We can then define the following
Misogyny: the tool through which women are subjugated under men for their perceived inferiority
Transphobia: the tool through which Big Gender enforces the gender binary
So where does that leave exorsexism and transmisogyny? You could try to place both under transphobia but that leaves off a lot of the distinct ways transphobia alone fails to fully account for the experiences of those who suffer from them since there is no real intersection by which you can generate them (despite transmisogynys name)
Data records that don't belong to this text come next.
Issue #267, opened 2016-12-02
If the gcloud is on the path, the plugin should use that to find the SDK path


patflynn:
See https://github.com/GoogleCloudPlatform/app-maven-plugin/issues/118

patflynn:
I believe we were already doing something like this in intellij using 'which' or 'where'.  I assumed this was happening in the core lib but I guess it's not.

chanseokoh:
FWIW, the library searches `$PATH`. But, yeah, it doesn't actually invoke `gcloud` but only looks for `"google-cloud-sdk/bin" in `$PATH`.

https://github.com/GoogleCloudPlatform/appengine-plugins-core/blob/master/src/main/java/com/google/cloud/tools/appengine/cloudsdk/PathResolver.java#L40
https://github.com/GoogleCloudPlatform/appengine-plugins-core/blob/master/src/main/java/com/google/cloud/tools/appengine/cloudsdk/PathResolver.java#L74

I guess it'd be much safer to actually invoke `gcloud` rather than relying on [some Linux commands](http://unix.stackexchange.com/questions/85249/why-not-use-which-what-to-use-then).

briandealwis:
See also https://github.com/GoogleCloudPlatform/appengine-plugins-core/issues/131#issuecomment-227783960

loosebazooka:
fixed by #295

PR #295, opened 2017-01-10
Follow symlinks on gcloud to cloudsdk

loosebazooka:
What do you guys think of something like this for path resolution for the case

```
~/bin/gcloud -> ~/my-custom-software-location/google-cloud-sdk/bin/gcloud
```

This is a rough PR for #267 , not expected to submit in this form.

### DIFF
--- a/src/main/java/com/google/cloud/tools/appengine/cloudsdk/PathResolver.java
+++ b/src/main/java/com/google/cloud/tools/appengine/cloudsdk/PathResolver.java
@@ -103,8 +103,8 @@ public class PathResolver implements CloudSdkResolver {
     }
   }
 
-  @VisibleForTesting
   // resolve symlinks to a path that could be the bin directory of the cloud sdk
+  @VisibleForTesting
   static void getLocationsFromLink(List<String> possiblePaths, Path link) {
     try {
       Path resolvedLink = link.toRealPath();
--- a/src/main/java/com/google/cloud/tools/appengine/cloudsdk/PathResolver.java
+++ b/src/main/java/com/google/cloud/tools/appengine/cloudsdk/PathResolver.java
@@ -16,6 +16,8 @@
 
 package com.google.cloud.tools.appengine.cloudsdk;
 
+import com.google.common.annotations.VisibleForTesting;
+
 import java.io.File;
 import java.io.IOException;
 import java.nio.file.Files;
@@ -101,8 +103,9 @@ public class PathResolver implements CloudSdkResolver {
     }
   }
 
+  @VisibleForTesting
   // resolve symlinks to a path that could be the bin directory of the cloud sdk
-  private static void getLocationsFromLink(List<String> possiblePaths, Path link) {
+  static void getLocationsFromLink(List<String> possiblePaths, Path link) {
     try {
       Path resolvedLink = link.toRealPath();
       Path possibleBinDir = resolvedLink.getParent();
--- a/src/main/java/com/google/cloud/tools/appengine/cloudsdk/PathResolver.java
+++ b/src/main/java/com/google/cloud/tools/appengine/cloudsdk/PathResolver.java
@@ -17,16 +17,21 @@
 package com.google.cloud.tools.appengine.cloudsdk;
 
 import java.io.File;
+import java.io.IOException;
 import java.nio.file.Files;
 import java.nio.file.Path;
 import java.nio.file.Paths;
 import java.util.ArrayList;
 import java.util.List;
+import java.util.logging.Level;
+import java.util.logging.Logger;
 
 /**
  * Resolve paths with CloudSdk and Python defaults.
  */
 public class PathResolver implements CloudSdkResolver {
+
+  private static final Logger logger = Logger.getLogger(PathResolver.class.getName());
 
   /**
    * Attempts to find the path to Google Cloud SDK.
@@ -58,6 +63,8 @@ public class PathResolver implements CloudSdkResolver {
       possiblePaths.add("/usr/local/share/google/google-cloud-sdk");
     }
 
+    Path finalPath = searchPaths(possiblePaths);
+    logger.log(Level.FINE, "Resolved SDK path : " + finalPath.toString());
     return searchPaths(possiblePaths);
   }
 
@@ -85,8 +92,32 @@ public class PathResolver implements CloudSdkResolver {
         if (path.endsWith("google-cloud-sdk" + File.separator + "bin")) {
           possiblePaths.add(path.substring(0, path.length() - 4));
         }
+
+        Path possibleLink = Paths.get(path, "gcloud");
+        if (Files.isSymbolicLink(possibleLink)) {
+          getLocationsFromLink(possiblePaths, possibleLink);
+        }
       }
     }
+  }
+
+  // resolve symlinks to a path that
+  private static void getLocationsFromLink(List<String> possiblePaths, Path link) {
+    try {
+      Path resolvedLink = link.toRealPath();
+      Path possibleBinDir = resolvedLink.getParent();
+      // check if the parent is "bin", we actually depend on that for other resolution
+      if (possibleBinDir != null && possibleBinDir.getFileName().toString().equals("bin")) {
+        Path possibleCloudSdkHome = possibleBinDir.getParent();
+        if (possibleCloudSdkHome != null && Files.exists(possibleCloudSdkHome)) {
+          possiblePaths.add(possibleCloudSdkHome.toString());
+        }
+      }
+    } catch (IOException ioe) {
+      // intentionally ignore exception
+      logger.log(Level.FINE, "Non-critical exception when searching for cloud-sdk", ioe);
+    }
+
   }
 
   private static String getProgramFilesLocation() {
--- a/src/main/java/com/google/cloud/tools/appengine/cloudsdk/PathResolver.java
+++ b/src/main/java/com/google/cloud/tools/appengine/cloudsdk/PathResolver.java
@@ -101,7 +101,7 @@ public class PathResolver implements CloudSdkResolver {
     }
   }
 
-  // resolve symlinks to a path that
+  // resolve symlinks to a path that could be the bin directory of the cloud sdk
   private static void getLocationsFromLink(List<String> possiblePaths, Path link) {
     try {
       Path resolvedLink = link.toRealPath();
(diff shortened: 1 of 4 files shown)


loosebazooka:
@patflynn @briandealwis @chanseokoh

patflynn:
Wasn't that gcloud command the suggested solution?

https://github.com/GoogleCloudPlatform/app-maven-plugin/issues/118

loosebazooka:
Oh I didn't see that. Do we really want to be running gcloud to see where it is though?

patflynn:
I think IJ tends to use 'which/where' to solve this problem as well which
seemed effective.

loosebazooka:
even on windows?

patflynn:
Yeah. 'which' = unix, 'where'=windows.

loosebazooka:
oh right... :man_facepalming:

chanseokoh:
I think using `which`-like commands could be problematic, since it does not follow symlinks AFAIK. It is particularly problematic if, e.g., users [install gcloud using `apt-get` on Ubuntu/Debian](https://cloud.google.com/sdk/downloads#apt-get). When installed through `apt-get`, [a gcloud symlink will be created at /usr/bin/gcloud, but the actual SDK home will be at /usr/lib/google-cloud-sdk](https://github.com/GoogleCloudPlatform/appengine-plugins-core/pull/286#discussion_r94313335).

src/main/java/com/google/cloud/tools/appengine/cloudsdk/PathResolver.java
```diff
@@ -85,6 +86,16 @@ private static void getLocationsFromPath(List<String> possiblePaths) {
         if (path.endsWith("google-cloud-sdk" + File.separator + "bin")) {
           possiblePaths.add(path.substring(0, path.length() - 4));
         }
+
+        Path possibleLink = Paths.get(path, "gcloud");
+        if (Files.exists(possibleLink) && Files.isSymbolicLink(possibleLink)) {
```
chanseokoh: On my Linux, the `gcloud` executable is not a symlink. (I just unzipped the SDK zip.) So I think `isSymbolicLink()` is always false for me.

src/main/java/com/google/cloud/tools/appengine/cloudsdk/PathResolver.java
```diff
@@ -85,6 +86,16 @@ private static void getLocationsFromPath(List<String> possiblePaths) {
...
+          try {
+            Path destination = Files.readSymbolicLink(possibleLink);
```
chanseokoh: - Following a symlink seems a nice idea, but why once? Maybe we should iterate until it is not a symlink.
- But then, if the SDK is updated in the future in a way that `gcloud` becomes a symlink and the actual binary is placed in some weird sub-folder, it might break. (Maybe this is stretched too far.)
- Might be a good idea to check existence of `destination`?

src/main/java/com/google/cloud/tools/appengine/cloudsdk/PathResolver.java
briandealwis: `File.getCanonicalPath()` resolves symlinks.

loosebazooka:
if anyone wants to take a look at this new version which follows the symlink to its original file.

loosebazooka:
@chanseokoh @briandealwis anyone interested in taking another look at this?

src/main/java/com/google/cloud/tools/appengine/cloudsdk/PathResolver.java
```diff
@@ -85,8 +94,33 @@ private static void getLocationsFromPath(List<String> possiblePaths) {
...
+      }
+    }
+  }
+
+  @VisibleForTesting
+  // resolve symlinks to a path that could be the bin directory of the cloud sdk
+  static void getLocationsFromLink(List<String> possiblePaths, Path link) {
+    try {
+      Path resolvedLink = link.toRealPath();
+      Path possibleBinDir = resolvedLink.getParent();
```
chanseokoh: It may be possible that `getParent()` doesn't work as you expected: http://stackoverflow.com/a/1099370/1701388. Probably it's better to do `getCanonicalPath()` before it.

src/main/java/com/google/cloud/tools/appengine/cloudsdk/PathResolver.java
```diff
@@ -85,8 +94,33 @@ private static void getLocationsFromPath(List<String> possiblePaths) {
...
+        }
+      }
+    }
+  }
+
+  @VisibleForTesting
+  // resolve symlinks to a path that could be the bin directory of the cloud sdk
+  static void getLocationsFromLink(List<String> possiblePaths, Path link) {
+    try {
+      Path resolvedLink = link.toRealPath();
```
chanseokoh: Theoretically it's possible that `resolvedLink` is again a symlink?

src/main/java/com/google/cloud/tools/appengine/cloudsdk/PathResolver.java
```diff
@@ -85,8 +94,33 @@ private static void getLocationsFromPath(List<String> possiblePaths) {
...
+        Path possibleLink = Paths.get(path, "gcloud");
+        if (Files.isSymbolicLink(possibleLink)) {
+          getLocationsFromLink(possiblePaths, possibleLink);
+        }
+      }
+    }
+  }
+
+  @VisibleForTesting
+  // resolve symlinks to a path that could be the bin directory of the cloud sdk
```
chanseokoh: I guess the comment should go above `@VisibleFotTesting`.

src/main/java/com/google/cloud/tools/appengine/cloudsdk/PathResolver.java
chanseokoh: But then, the last portion of `resolvedLink` is always `gcloud`, so I guess this is OK.

src/main/java/com/google/cloud/tools/appengine/cloudsdk/PathResolver.java
briandealwis: The javadocs return result says:
> _an absolute path represent the <em>real</em> path of the file located by this object_

It suggests that symlinks should be fully resolved.

src/main/java/com/google/cloud/tools/appengine/cloudsdk/PathResolver.java
briandealwis: Javadocs suggest that `..` should be collapsed where its supported by the underlying file system.

chanseokoh: But my test below gives me `/a/b`, not `/` on Linux.

```java
        String pathStr = "/a/b/../";
        Path path = Paths.get(pathStr);
        System.out.println(path.getParent());
```

chanseokoh: > But then, the last portion of resolvedLink is always gcloud, so I guess this is OK.

Actually, it could matter if the path was like `/home/google-cloud-sdk/bin/./gcloud`. `possibleBinDir.getFileName()` will get you `.` instead of `bin`.

src/main/java/com/google/cloud/tools/appengine/cloudsdk/PathResolver.java
chanseokoh: Oh, yeah, I verified it fully resolves a symlink, at least on Linux.

src/main/java/com/google/cloud/tools/appengine/cloudsdk/PathResolver.java
loosebazooka: @chanseokoh, I think the fact that we call toRealPath() first takes care of the issue.

Path.resolve("/home/usr/google-cloud-sdk/bin/./gcloud").toRealPath().getFileName() = "bin"

chanseokoh: Oh, I see. Seems like `toRealPath()` returns a canonical path.

briandealwis: Sorry, I should have been clear that I was referring to `toRealPath()`.

src/test/java/com/google/cloud/tools/appengine/cloudsdk/PathResolverTest.java
```diff
@@ -31,6 +46,51 @@ public void testResolve() {
...
-  }  
-  
+  }
+
+  @Test
+  public void testGetLocationFromLink_valid() throws IOException {
+    Path sdkHome = temporaryFolder.newFolder().toPath();
+    Path bin = Files.createDirectory(sdkHome.resolve("bin"));
+    Path gcloud =  Files.createFile(bin.resolve("gcloud"));
+    Files.createSymbolicLink(temporaryFolder.getRoot().toPath().resolve("gcloud"), gcloud);
```
loosebazooka: So these tests seem to work if you run under Administrator in windows server 2016. I've updated the test assumptions on these symlink test classes.

From windows testing, PathResolver will skip 3 tests if windows(non-admin), run all tests in admin mode.

src/test/java/com/google/cloud/tools/appengine/cloudsdk/PathResolverTest.java
```diff
@@ -31,6 +46,51 @@ public void testResolve() {
...
+    PathResolver.getLocationsFromLink(possiblePaths, gcloud);
+
+    Assert.assertEquals(1, possiblePaths.size());
+    Assert.assertEquals(gcloud.getParent().getParent().toString(), possiblePaths.get(0));
+  }
+
+  @Test
+  public void testGetLocationFromLink_notValid() throws IOException {
+    Path invalidPath = temporaryFolder.newFolder().toPath();
+    Files.createSymbolicLink(temporaryFolder.getRoot().toPath().resolve("gcloud"), invalidPath);
```
loosebazooka: updated.

src/main/java/com/google/cloud/tools/appengine/cloudsdk/PathResolver.java
loosebazooka: done

loosebazooka:
@chanseokoh @briandealwis made some updates to testing. PTAL, I know you've already approved, but just in case.

PR #513, opened 2018-01-10
Make TraceLog real time sessions handle exceptions well.

vancem:
Today if there is an exception when processing some events in a TraceLog real time session. it wil tear down the process.

This is because we need another thread to process kernel events and if an exception
happens there it reaches the base of that thread.    Instead of using Threads, use
Tasks which automatically capture exceptions thrown in them and re-raise them
when the Task is waited upon.  This is what we want here, so the fix was very easy.

This fixes issue #399

### DIFF
--- a/src/TraceEvent/TraceLog.cs
+++ b/src/TraceEvent/TraceLog.cs
@@ -32,6 +32,8 @@ using Microsoft.Diagnostics.Tracing.Session;
 using System.Threading;
 using System.Runtime.InteropServices;
 using Microsoft.Diagnostics.Tracing.EventPipe;
+using System.Threading.Tasks;
+
 
 namespace Microsoft.Diagnostics.Tracing.Etlx
 {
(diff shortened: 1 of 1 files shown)


vancem:
@Alois-xx  Please see if this is a sufficient fix for your issue #399.

vancem:
Test failure
```
  Starting:    PerfViewTests (parallel test collections = on, max threads = 2)
    PerfViewTests.StackViewer.StackWindowTests.TestIncludeItemOnCallerCalleeTabCallerAsync [PASS]
      Output:
        PerfView.TestUtilities.ThrowingTraceListener+DebugAssertFailureException: User did not call EndWork before returning from work body.
        
           at PerfView.TestUtilities.ThrowingTraceListener.Fail(String message, String detailMessage) in C:\projects\perfview\src\PerfView.TestUtilities\ThrowingTraceListener.cs:line 24
        PerfView.TestUtilities.ThrowingTraceListener+DebugAssertFailureException: Called EndWork before work was started
        
           at PerfView.TestUtilities.ThrowingTraceListener.Fail(String message, String detailMessage) in C:\projects\perfview\src\PerfView.TestUtilities\ThrowingTraceListener.cs:line 24
```
Is not due to this change.   Seems to be non-deterministic.

PR #514, opened 2018-01-10
Improved real time Tracelog cleanup code a bit.

vancem:
We have some logic for keeping  some data structures from growing in an unbounded way when using TraceLog with real time sessions (that live forever). 

This logic was early, I have moved it late when the number of events 'in flight' (Not dispatched to the user), is at its smallest, and then only remember a number appropriate for that number of events.   This makes cleanup less costly, but perhaps more importantly insures that do not trim these tables too soon (which could happen before).  

@Alois-xx


vancem:
Closing because history is messed up #519 is the active pull request now.

PR #515, opened 2018-01-12
Fix issue where some traces had CPU samples attributed to the wrong thread

vancem:
This only happened when you had a large number of ETW CPU samples that had no stack associated with them (this is pretty rare, but can happen if you set CPU samples to simply not log stacks).

TraceEvent does not discard CPU samples with no stacks but rather creates a one element broken stack (somethign is better than nothing).   Unfortunately it has a
limit on how many of these it can make (it has to decide a maximum before knowing
how many it needs, so it guesses).

WHat it should have done is give up when this maxium was reachced, but instead it returned the first stack it ever encountered (thus many samples could be attributed
to this one stack.    Fixed this.


vancem:
Note that this code has a work-around in it that is tracked by #517.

So, let's define exorsexism as the tool through which Big Gender sorts people into the gender binary
Now let's talk transphobia. It's a manifestation of the ways in which people's behaviours are policed based on the AGAB they were assigned through exorsexism. Given this definition we allow cis people to experience transphobia which I think is actually an important part of our definition since transphobia is a metric of how well you fit into your assigned gender and you are punished in correlation to how far you differ from that. Obviously being trans and outright rejecting your assigned gender is the highest form of dissent and is punished the most severely but including gnc cis people under this definition is critical to understanding Big Gender (not to mention how ridiculous it is to try and call the way a butch lesbian is treated for being butch something other than transphobia or the even more absurd assertation that cis male crossdressers and femboys don't experience transphobia).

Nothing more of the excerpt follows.